Using the records below, count the lines with "more" in them. Give the number only.

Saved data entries
== Segment start ==

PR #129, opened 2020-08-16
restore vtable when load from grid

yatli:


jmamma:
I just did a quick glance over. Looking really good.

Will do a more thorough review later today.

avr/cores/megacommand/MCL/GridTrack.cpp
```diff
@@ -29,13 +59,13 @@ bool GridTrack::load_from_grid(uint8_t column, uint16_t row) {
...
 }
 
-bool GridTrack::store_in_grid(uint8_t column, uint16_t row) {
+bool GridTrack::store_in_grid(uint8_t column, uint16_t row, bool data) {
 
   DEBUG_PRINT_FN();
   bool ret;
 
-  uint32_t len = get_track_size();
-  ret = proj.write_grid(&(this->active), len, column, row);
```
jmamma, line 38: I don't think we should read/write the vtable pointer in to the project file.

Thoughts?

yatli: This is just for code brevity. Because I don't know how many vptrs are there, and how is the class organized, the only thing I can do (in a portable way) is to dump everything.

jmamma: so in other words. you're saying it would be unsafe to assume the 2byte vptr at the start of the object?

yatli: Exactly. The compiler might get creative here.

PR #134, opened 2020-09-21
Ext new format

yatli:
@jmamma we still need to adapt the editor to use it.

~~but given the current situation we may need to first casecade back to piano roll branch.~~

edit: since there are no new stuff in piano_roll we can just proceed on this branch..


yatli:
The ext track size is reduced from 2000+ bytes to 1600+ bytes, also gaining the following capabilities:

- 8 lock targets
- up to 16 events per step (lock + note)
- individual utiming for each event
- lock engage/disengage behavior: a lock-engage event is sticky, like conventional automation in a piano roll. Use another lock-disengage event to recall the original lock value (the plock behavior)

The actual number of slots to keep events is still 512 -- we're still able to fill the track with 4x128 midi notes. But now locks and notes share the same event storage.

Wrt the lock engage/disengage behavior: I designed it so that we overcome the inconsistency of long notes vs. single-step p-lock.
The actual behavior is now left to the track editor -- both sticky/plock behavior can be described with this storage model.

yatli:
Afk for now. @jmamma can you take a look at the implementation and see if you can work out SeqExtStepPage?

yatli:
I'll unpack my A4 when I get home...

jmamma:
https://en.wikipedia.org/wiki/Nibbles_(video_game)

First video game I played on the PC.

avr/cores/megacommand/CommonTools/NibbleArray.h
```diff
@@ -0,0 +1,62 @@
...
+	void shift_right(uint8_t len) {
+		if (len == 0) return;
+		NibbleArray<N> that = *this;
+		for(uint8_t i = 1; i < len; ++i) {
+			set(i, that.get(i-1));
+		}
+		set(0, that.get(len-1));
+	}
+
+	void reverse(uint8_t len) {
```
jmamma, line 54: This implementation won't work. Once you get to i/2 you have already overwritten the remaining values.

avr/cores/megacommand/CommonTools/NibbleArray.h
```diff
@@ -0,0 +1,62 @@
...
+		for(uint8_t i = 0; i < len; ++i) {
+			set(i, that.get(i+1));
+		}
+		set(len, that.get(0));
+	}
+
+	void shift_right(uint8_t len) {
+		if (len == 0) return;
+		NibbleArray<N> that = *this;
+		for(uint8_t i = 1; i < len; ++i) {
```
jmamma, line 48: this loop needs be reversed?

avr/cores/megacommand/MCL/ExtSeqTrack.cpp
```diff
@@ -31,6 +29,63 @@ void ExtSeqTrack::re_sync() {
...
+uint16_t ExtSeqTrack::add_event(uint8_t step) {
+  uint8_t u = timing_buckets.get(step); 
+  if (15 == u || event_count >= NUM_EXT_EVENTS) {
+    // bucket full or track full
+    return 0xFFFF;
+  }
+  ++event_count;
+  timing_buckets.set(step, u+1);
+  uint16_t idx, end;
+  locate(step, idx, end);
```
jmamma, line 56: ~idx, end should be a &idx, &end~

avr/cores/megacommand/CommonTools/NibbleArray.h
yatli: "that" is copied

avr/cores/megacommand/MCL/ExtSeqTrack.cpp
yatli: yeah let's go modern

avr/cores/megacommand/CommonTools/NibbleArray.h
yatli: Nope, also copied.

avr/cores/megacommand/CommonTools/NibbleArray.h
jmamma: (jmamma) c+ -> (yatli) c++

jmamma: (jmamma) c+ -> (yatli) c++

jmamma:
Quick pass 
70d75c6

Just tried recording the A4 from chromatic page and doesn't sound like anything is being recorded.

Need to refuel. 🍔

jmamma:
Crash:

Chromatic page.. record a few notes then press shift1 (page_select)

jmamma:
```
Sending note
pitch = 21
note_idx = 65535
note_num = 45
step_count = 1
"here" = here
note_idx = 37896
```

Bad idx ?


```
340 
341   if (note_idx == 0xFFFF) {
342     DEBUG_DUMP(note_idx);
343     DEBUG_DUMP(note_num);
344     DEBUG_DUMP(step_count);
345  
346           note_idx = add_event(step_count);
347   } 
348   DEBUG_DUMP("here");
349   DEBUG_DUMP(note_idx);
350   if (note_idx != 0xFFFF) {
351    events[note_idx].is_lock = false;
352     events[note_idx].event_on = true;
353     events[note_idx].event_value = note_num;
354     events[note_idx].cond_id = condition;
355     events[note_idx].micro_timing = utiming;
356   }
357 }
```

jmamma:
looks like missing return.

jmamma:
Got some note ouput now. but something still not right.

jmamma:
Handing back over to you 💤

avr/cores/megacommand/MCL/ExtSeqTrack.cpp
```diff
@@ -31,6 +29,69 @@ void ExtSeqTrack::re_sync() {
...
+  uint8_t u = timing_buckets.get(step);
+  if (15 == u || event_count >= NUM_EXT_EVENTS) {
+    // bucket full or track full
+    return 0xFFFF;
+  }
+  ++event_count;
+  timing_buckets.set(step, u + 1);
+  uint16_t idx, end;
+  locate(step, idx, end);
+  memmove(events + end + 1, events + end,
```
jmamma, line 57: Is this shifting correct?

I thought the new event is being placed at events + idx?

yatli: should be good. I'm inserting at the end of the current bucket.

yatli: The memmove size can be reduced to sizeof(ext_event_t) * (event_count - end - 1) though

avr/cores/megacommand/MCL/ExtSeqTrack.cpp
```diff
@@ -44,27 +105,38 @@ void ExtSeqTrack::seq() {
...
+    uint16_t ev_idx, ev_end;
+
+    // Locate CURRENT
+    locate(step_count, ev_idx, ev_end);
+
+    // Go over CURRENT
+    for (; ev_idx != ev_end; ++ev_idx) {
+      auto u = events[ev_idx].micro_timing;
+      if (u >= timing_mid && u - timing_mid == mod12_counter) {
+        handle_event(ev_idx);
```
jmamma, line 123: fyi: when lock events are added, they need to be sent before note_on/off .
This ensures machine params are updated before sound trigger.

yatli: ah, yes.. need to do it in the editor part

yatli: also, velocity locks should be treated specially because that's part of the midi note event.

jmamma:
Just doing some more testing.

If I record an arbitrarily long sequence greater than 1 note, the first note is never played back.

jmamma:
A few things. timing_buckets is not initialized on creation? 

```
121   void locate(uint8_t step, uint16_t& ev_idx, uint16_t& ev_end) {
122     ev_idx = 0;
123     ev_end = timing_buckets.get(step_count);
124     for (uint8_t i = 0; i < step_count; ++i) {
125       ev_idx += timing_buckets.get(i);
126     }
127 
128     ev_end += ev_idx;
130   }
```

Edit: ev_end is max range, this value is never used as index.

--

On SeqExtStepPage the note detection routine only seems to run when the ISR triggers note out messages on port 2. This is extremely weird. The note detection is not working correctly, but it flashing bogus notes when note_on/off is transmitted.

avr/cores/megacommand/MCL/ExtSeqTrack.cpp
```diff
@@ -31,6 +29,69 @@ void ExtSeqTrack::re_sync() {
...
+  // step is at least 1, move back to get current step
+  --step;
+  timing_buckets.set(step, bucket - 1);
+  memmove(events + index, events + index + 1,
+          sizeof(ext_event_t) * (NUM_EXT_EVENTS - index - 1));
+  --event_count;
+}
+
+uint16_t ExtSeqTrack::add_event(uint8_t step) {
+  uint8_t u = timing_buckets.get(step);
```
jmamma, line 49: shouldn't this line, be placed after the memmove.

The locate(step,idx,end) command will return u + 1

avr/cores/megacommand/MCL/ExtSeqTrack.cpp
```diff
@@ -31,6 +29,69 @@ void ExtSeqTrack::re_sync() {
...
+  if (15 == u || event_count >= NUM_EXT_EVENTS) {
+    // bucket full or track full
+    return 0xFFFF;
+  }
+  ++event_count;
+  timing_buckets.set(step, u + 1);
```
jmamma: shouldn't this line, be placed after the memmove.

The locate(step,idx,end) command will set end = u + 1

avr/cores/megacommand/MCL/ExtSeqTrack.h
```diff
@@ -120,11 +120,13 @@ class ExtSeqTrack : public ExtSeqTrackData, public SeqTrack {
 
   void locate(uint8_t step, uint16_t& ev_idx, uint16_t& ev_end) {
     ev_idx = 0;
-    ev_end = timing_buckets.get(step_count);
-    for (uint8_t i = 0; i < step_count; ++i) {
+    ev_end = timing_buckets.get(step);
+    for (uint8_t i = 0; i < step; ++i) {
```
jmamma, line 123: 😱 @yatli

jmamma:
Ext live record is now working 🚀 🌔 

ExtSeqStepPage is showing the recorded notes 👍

== Segment end ==

▶ Task result:
2